The potentiostatic current transients and the role of local diffusion fields in formation of the 2D lead dendrites from the concentrated electrolyte

Abstract

Electrodeposition of lead from the concentrated nitrate electrolyte in the potentiostatic regime of electrolysis has been investigated by the analysis of the potentiostatic current transients and scanning electron microscope (SEM). It was found that the process of Pb nucleation from the concentrated electrolyte follows Scharifker model based on the 3D (three-dimensional) instantaneous nucleation with diffusion-controlled growth. The deviations of the obtained dependencies from the theoretical prediction for this model have been also discussed. Needle-like and fern-like dendrites, as well as crystals of irregular shape (precursors of dendrites) were formed in the diffusion controlled electrodeposition.

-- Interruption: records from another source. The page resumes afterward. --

PR #128, opened 2025-08-20
Jakub Morawiec - zadanie 2

jmorawiec:
Wybacz za opóźnienie - byłem na wyjeździe, a fakt, że prowadzę WW z promo sprawiło, że niestety priorytetem było prowadzenie mojego kursu. W każdym razie podsyłam pliki do sprawdzenia, w większości nie było problemów z wykonaniem zadanka.


dowód że działa.png
Leadman5555, line 1: In the future, post the photo in the PR description or in a PR comment. Don't upload it to the codebase.

prisma/schema.prisma
```diff
@@ -0,0 +1,76 @@
...
+}
+
+datasource db {
+  provider = "postgresql"
+  url      = env("DATABASE_URL")
+}
+
+// enums
+enum TripStatus {
+  planned
```
Leadman5555: Enum naming. By convention, enums are nearly always written in full caps lock snake case (that is: `MY_ENUM`). It's mostly due to "tradition" - in C all constants were defined in this way. Thus, whenever someone sees a variable like "STATUS_COMPLETED", they are likely to think that it's an constant/enum. It's not a big mistake to name them differently, but the convention is so common that it just feels unusual.

prisma/seed.ts
```diff
@@ -0,0 +1,66 @@
...
+import { PrismaClient } from "../generated/prisma";
+
+const prisma = new PrismaClient();
+
+async function main() {
+  const trip = await prisma.trip.create({
+    data: {
+      name: "Kajaki i namioty",
+      description: "Wyjazd na spływ kajakowy z noclegami w namiotach.",
+      status: "planned",
```
Leadman5555: I don't like the magic values here and with all other enum strings. My suggestion is to create a file with the enum (mirroring the one in the prisma schema) and to use the constants from the file: `status: TripStatus.PLANNED`. The current approach with the hand-typed and hard coded strings is just too error prone

prisma/seed.ts
```diff
@@ -0,0 +1,66 @@
...
+    },
+  });
+}
+
+main()
+  .catch((e) => {
+    console.error("didnt work, reason:", e);
+    process.exit(1);
+  })
+  .finally(async () => {
```
Leadman5555, line 69: Nice touch with the disconnect in `finally` 👍

zadanie1.png
Leadman5555, line 1: Same as with the first photo - in the future, post this in the PR description or comment.

Leadman5555 (changes requested):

The SEM analysis of these dendritic forms revealed their 2D (two-dimensional) growth. The size of needle-like dendrites was considerably larger than the size of both the fern-like dendrites and the irregular crystals. Although the electrodeposition process occurred inside the linear diffusion layer of the macroelectrode, the shape and size of dendrites were determined by the effect of local diffusion fields formed around tips (spherical diffusion) and top edges (cylindrical diffusion) of protrusions formed in the initial stage of the electrodeposition. The growth rates under the conditions of spherical and cylindrical diffusion control were mutually compared and a faster growth under the conditions of the spherical, in relation to the cylindrical diffusion, was proved. The effect of the current density distribution on formation of the final forms of Pb dendrites was also discussed.